Collected data —
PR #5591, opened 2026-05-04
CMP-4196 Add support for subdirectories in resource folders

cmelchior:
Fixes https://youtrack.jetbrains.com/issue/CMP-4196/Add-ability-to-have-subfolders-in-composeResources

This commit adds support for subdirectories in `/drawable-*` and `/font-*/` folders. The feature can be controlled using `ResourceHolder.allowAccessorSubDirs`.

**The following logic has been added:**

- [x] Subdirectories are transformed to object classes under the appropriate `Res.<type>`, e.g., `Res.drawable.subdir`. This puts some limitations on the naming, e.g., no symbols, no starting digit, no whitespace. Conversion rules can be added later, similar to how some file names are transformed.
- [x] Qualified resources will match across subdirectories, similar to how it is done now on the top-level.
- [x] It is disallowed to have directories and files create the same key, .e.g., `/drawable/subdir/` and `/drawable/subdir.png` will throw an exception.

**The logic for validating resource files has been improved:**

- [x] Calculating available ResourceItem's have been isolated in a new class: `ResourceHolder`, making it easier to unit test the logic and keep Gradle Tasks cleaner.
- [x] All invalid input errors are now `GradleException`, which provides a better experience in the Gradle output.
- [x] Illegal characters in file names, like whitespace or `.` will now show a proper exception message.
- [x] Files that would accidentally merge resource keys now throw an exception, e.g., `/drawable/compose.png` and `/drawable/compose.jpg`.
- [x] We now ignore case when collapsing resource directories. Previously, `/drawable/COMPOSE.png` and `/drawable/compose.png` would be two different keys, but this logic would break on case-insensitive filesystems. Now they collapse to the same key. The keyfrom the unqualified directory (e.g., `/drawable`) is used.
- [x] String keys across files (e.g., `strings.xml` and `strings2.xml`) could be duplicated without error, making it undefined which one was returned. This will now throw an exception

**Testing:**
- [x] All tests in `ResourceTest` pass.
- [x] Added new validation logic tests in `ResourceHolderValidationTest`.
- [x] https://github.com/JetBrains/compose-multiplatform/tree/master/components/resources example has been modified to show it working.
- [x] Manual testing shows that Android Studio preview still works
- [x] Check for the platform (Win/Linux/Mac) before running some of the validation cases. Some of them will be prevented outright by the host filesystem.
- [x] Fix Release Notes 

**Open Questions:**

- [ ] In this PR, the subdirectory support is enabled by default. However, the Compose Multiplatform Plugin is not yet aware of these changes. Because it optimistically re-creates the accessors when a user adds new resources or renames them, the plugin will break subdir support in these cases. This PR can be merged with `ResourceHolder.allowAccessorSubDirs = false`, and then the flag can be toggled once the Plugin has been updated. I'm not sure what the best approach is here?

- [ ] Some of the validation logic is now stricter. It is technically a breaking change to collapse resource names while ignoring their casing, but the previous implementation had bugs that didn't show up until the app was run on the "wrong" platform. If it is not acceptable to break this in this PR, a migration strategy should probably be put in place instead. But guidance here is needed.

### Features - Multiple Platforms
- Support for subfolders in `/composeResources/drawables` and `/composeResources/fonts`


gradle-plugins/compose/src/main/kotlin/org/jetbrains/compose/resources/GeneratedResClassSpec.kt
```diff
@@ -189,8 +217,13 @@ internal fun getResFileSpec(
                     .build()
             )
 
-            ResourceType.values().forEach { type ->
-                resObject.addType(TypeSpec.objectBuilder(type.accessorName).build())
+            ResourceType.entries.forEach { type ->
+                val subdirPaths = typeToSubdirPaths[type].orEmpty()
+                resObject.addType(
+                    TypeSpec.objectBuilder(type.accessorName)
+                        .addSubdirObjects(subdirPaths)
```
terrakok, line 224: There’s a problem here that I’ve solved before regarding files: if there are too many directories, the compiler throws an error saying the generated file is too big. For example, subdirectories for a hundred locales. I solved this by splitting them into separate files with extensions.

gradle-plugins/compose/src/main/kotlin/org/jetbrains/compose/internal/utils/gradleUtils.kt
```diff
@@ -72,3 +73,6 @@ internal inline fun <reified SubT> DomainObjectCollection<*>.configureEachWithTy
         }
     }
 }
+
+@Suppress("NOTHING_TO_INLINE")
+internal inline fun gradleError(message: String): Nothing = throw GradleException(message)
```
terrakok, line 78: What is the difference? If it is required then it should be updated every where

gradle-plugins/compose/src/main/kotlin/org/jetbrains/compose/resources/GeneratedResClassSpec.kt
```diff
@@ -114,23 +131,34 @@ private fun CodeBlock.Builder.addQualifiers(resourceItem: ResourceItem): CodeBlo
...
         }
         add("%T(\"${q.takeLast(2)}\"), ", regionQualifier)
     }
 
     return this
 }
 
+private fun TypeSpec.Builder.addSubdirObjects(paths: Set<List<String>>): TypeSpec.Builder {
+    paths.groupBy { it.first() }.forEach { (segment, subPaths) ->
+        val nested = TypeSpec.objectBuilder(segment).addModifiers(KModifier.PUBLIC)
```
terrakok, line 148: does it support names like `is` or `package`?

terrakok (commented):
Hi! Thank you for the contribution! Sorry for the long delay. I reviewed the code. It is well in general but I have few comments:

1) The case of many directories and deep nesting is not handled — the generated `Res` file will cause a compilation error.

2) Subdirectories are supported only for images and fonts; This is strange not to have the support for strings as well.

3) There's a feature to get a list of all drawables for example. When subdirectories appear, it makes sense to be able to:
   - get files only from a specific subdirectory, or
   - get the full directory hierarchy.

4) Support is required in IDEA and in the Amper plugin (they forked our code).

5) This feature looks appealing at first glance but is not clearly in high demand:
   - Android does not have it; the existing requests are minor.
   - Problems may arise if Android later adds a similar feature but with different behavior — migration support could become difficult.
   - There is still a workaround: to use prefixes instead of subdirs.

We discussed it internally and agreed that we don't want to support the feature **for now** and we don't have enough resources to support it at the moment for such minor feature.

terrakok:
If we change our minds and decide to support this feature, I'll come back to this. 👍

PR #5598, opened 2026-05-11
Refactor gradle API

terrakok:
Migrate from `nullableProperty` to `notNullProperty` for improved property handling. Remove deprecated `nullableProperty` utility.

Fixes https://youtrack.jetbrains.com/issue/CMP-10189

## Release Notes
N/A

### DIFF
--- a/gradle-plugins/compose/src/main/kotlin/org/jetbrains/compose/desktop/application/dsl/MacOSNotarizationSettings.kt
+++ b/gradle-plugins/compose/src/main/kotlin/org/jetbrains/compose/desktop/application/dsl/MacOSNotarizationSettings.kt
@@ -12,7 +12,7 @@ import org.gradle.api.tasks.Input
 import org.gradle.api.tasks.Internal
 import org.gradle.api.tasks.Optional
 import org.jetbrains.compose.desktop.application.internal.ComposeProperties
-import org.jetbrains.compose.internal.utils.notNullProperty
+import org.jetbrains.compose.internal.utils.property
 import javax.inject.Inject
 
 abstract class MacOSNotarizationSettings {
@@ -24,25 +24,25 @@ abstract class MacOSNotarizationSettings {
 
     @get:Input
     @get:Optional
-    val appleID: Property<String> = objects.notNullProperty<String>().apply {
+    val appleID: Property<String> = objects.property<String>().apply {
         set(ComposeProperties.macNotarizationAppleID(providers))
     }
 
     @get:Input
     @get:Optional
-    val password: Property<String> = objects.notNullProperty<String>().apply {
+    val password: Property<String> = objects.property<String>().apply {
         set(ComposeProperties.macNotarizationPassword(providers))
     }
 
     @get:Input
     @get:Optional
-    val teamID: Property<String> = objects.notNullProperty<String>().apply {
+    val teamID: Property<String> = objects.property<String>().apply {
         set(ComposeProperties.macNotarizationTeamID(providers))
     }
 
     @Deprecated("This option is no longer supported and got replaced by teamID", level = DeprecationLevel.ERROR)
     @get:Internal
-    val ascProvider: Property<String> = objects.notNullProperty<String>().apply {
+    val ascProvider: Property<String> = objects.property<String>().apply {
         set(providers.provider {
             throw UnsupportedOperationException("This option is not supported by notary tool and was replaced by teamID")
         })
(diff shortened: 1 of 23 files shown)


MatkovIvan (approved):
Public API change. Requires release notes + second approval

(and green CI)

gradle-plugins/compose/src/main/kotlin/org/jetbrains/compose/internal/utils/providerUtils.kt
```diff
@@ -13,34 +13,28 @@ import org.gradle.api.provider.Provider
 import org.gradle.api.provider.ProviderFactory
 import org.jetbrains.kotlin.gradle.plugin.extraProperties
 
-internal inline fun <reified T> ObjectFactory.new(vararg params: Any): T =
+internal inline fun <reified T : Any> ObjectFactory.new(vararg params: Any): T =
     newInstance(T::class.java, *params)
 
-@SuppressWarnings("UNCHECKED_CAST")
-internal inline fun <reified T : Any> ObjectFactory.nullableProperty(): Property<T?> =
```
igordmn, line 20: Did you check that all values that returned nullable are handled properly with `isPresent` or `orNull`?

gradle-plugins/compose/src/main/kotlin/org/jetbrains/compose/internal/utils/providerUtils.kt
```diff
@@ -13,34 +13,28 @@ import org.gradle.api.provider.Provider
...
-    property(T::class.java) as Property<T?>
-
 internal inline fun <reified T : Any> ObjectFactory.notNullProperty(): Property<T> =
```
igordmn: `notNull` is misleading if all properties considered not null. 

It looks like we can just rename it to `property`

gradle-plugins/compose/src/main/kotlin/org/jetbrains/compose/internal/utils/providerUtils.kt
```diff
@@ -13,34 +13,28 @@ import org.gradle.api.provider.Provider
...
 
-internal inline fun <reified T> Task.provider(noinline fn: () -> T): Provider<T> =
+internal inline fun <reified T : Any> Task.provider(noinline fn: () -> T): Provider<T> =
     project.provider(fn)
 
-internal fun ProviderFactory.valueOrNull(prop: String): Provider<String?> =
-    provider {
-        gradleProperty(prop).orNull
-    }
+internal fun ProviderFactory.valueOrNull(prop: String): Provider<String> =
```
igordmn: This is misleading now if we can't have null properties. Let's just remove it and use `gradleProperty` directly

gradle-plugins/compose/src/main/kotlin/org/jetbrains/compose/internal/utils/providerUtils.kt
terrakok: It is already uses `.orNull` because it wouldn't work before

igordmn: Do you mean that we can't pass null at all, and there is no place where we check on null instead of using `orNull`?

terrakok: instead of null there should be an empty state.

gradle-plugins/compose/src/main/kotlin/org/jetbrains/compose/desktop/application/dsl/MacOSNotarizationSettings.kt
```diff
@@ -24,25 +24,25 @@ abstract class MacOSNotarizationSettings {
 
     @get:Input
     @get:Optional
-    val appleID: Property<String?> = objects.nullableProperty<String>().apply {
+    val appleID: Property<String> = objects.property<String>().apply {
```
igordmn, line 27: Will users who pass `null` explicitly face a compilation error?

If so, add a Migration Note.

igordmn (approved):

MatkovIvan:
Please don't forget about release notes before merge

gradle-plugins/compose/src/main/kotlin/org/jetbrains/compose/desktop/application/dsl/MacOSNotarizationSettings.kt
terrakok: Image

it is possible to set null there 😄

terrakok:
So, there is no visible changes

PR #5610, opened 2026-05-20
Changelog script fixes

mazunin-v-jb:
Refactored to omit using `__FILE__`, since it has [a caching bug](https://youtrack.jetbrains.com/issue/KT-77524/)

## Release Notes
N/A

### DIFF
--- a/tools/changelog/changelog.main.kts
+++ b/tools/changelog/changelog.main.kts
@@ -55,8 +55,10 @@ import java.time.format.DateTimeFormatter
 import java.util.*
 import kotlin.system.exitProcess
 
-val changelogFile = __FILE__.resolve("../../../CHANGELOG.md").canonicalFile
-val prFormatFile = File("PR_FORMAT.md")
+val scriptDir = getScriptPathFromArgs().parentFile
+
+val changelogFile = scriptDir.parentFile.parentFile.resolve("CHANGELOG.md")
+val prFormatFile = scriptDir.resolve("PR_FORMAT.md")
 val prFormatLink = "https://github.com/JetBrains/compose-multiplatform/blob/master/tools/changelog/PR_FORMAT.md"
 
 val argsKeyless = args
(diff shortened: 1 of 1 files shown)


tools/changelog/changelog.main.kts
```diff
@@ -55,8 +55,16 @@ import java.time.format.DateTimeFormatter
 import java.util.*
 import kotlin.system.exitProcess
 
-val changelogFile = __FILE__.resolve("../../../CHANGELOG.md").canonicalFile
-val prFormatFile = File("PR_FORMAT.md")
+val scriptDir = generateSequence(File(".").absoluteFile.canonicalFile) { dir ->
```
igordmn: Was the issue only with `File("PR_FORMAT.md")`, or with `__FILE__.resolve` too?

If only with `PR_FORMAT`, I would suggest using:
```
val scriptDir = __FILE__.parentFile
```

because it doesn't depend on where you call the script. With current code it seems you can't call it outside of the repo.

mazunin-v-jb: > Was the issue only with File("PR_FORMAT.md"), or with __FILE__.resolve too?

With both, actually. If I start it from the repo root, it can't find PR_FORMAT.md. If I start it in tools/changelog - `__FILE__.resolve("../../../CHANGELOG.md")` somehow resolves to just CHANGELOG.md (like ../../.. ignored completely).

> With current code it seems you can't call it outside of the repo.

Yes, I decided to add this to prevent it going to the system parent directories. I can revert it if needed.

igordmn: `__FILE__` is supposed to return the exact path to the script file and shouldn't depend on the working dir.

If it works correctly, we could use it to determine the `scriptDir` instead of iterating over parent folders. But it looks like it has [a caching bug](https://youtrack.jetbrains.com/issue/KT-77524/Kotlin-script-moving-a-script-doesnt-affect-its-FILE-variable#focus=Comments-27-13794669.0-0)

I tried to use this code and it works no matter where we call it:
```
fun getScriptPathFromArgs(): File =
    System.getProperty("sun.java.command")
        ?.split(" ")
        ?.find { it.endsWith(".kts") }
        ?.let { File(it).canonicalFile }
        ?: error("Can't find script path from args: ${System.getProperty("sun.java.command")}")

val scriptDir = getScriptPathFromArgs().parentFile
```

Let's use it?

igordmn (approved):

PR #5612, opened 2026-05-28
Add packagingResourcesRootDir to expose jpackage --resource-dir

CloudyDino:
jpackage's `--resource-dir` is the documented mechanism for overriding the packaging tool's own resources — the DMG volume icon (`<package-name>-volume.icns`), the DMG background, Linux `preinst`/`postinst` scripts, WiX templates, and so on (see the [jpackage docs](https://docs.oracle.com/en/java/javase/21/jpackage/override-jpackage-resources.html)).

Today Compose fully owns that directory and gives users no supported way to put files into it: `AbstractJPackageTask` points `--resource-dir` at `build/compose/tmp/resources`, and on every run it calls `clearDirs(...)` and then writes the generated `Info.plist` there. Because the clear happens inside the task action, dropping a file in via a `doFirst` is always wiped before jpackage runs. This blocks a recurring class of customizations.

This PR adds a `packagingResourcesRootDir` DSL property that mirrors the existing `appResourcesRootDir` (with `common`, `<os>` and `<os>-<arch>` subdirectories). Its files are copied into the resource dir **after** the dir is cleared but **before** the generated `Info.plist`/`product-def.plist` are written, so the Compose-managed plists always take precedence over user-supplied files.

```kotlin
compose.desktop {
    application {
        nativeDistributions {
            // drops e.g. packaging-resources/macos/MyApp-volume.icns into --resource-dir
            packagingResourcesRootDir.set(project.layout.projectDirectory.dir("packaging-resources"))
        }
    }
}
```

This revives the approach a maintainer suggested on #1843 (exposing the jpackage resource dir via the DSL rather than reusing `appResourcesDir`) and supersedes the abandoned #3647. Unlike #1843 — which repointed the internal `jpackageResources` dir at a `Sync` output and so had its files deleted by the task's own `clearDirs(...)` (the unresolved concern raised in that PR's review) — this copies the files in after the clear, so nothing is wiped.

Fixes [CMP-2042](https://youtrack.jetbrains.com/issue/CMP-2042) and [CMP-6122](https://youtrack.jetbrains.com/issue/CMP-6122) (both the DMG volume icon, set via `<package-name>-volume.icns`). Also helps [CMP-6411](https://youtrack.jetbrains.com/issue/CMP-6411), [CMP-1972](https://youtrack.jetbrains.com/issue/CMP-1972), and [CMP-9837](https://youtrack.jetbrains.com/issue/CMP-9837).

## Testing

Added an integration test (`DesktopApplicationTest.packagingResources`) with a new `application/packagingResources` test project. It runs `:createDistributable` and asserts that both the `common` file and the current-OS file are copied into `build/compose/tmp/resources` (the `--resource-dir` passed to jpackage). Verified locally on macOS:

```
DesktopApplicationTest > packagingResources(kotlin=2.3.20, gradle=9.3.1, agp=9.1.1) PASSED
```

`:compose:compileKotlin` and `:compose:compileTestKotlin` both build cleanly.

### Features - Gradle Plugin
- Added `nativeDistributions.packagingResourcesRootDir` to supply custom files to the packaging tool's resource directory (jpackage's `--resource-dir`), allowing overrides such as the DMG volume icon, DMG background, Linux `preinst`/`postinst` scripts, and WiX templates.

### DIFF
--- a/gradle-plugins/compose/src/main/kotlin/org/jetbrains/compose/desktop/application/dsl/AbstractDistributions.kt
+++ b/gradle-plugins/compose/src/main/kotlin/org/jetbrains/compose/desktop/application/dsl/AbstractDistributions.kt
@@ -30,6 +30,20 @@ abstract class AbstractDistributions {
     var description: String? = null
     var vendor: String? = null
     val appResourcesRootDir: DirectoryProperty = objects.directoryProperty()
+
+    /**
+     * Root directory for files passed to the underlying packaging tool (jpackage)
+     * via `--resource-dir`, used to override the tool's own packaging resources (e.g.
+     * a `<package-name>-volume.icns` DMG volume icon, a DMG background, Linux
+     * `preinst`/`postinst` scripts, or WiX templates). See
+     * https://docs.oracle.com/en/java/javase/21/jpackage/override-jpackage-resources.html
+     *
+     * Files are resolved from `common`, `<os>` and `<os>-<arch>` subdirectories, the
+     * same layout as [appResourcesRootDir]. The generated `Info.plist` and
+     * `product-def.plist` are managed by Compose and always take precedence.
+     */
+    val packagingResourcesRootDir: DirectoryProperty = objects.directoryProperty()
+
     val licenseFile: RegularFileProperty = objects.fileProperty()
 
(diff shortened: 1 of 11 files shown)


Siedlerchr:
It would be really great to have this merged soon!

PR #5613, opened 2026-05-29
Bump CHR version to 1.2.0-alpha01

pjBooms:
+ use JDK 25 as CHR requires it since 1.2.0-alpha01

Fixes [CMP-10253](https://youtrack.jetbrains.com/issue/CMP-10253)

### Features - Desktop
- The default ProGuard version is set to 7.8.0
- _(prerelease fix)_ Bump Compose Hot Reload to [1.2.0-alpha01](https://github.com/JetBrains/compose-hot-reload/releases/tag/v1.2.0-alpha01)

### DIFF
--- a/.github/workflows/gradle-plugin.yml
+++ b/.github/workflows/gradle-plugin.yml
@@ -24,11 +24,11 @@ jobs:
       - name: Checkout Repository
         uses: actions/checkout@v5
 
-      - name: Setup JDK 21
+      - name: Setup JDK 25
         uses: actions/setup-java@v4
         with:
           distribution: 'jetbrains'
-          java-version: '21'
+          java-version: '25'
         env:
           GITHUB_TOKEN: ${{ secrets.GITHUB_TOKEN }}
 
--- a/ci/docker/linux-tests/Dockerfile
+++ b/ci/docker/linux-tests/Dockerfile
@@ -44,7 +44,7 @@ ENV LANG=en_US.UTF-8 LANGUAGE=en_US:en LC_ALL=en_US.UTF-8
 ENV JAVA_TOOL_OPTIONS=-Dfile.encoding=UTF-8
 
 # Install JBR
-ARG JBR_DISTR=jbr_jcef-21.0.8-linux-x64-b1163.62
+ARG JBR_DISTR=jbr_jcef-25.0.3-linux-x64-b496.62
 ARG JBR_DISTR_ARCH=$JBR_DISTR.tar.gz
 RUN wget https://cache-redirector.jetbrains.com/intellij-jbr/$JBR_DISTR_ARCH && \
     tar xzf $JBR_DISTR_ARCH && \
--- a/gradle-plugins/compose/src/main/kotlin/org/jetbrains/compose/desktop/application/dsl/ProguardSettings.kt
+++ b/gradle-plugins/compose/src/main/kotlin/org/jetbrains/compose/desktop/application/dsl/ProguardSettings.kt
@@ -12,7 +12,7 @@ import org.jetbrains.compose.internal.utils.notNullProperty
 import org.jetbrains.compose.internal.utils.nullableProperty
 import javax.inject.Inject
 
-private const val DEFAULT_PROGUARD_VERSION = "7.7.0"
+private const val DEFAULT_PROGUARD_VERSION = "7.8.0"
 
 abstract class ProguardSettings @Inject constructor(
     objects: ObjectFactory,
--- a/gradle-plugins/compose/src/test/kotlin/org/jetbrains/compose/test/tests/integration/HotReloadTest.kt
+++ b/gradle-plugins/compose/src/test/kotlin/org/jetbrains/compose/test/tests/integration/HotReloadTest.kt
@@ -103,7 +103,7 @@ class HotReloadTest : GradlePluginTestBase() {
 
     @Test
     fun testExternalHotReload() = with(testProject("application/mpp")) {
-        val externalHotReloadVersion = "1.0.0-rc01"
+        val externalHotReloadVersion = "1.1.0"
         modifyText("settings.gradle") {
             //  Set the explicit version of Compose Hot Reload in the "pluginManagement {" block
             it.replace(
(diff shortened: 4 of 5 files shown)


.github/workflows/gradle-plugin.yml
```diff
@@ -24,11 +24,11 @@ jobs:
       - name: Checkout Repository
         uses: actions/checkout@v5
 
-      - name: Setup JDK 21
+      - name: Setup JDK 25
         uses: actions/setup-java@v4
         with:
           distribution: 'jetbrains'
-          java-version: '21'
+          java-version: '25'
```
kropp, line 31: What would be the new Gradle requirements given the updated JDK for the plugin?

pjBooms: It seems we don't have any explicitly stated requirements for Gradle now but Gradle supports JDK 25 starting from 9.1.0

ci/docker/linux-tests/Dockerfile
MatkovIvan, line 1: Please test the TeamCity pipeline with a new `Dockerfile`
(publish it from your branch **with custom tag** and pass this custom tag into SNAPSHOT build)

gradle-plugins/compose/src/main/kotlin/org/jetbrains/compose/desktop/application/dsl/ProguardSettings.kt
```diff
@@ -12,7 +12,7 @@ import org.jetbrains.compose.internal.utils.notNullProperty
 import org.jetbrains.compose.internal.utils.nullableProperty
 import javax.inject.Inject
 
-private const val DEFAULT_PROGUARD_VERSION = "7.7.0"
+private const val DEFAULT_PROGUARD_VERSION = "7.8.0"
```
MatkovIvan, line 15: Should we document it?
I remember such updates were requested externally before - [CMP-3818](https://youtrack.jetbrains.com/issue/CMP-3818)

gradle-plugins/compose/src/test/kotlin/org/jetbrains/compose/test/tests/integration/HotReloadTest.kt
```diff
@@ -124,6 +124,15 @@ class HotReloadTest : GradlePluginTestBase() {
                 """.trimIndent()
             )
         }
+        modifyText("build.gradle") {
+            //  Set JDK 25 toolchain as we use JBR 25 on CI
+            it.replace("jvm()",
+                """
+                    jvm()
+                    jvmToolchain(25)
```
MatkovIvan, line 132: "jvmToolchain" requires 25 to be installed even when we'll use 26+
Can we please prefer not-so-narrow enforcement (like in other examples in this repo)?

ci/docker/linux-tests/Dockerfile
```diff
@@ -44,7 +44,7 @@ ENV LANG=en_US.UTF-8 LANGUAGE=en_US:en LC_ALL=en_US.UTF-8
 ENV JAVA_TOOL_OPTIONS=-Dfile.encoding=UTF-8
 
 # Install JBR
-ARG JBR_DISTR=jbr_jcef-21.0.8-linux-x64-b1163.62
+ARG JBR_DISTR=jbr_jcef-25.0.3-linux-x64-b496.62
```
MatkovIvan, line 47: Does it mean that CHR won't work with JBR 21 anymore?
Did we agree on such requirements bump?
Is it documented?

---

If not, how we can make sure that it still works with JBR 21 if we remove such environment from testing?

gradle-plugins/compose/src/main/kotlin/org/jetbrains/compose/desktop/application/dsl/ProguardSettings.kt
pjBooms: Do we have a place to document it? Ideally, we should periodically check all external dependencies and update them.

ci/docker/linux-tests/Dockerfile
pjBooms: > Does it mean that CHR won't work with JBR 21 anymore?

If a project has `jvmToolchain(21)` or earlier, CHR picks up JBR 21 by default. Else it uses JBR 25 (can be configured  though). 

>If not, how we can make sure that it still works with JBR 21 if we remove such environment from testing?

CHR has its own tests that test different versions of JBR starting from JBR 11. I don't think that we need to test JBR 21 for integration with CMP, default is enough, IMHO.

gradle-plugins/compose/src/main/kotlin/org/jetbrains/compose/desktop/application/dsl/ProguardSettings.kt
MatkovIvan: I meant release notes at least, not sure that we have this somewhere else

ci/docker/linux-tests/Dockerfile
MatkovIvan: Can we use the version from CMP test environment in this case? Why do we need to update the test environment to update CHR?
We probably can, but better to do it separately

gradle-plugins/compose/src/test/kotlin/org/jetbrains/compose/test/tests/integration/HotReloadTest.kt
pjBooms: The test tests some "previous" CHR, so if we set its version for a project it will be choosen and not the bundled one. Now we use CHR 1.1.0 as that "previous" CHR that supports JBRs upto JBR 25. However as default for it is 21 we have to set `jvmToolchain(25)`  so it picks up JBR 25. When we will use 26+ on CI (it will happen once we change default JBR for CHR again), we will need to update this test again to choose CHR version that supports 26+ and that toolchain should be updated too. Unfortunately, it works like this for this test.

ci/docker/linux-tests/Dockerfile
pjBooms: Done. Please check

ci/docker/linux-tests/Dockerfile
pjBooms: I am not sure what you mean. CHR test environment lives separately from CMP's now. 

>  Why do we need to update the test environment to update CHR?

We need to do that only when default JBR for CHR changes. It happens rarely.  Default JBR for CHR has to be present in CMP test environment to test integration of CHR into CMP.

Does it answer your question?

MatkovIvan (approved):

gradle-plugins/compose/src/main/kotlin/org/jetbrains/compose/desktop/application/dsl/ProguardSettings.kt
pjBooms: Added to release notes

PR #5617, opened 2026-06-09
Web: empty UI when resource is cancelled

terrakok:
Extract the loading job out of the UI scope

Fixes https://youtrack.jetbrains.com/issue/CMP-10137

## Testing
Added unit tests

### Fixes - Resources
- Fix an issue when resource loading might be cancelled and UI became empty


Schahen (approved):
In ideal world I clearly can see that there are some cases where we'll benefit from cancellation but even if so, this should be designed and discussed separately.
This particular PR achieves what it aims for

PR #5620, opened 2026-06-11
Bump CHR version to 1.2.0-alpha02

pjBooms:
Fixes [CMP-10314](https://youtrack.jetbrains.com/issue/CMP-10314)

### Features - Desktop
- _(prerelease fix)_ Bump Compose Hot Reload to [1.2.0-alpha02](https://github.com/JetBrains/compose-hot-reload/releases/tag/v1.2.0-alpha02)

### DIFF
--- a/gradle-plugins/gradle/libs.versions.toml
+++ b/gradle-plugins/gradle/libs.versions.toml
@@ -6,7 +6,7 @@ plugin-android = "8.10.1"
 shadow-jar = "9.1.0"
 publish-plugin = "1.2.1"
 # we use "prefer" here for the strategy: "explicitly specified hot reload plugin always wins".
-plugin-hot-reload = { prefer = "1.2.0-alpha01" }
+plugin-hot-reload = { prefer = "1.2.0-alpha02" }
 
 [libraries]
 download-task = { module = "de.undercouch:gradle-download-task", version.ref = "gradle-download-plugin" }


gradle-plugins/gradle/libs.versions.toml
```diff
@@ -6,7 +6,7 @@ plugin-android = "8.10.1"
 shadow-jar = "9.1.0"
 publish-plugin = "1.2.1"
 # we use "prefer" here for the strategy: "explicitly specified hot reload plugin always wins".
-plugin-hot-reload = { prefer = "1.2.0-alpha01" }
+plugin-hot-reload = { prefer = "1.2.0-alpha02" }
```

WORK INSTRUCTIONS — Report how many lines above hold "cancelled", number only.

TASK SOLUTION — 2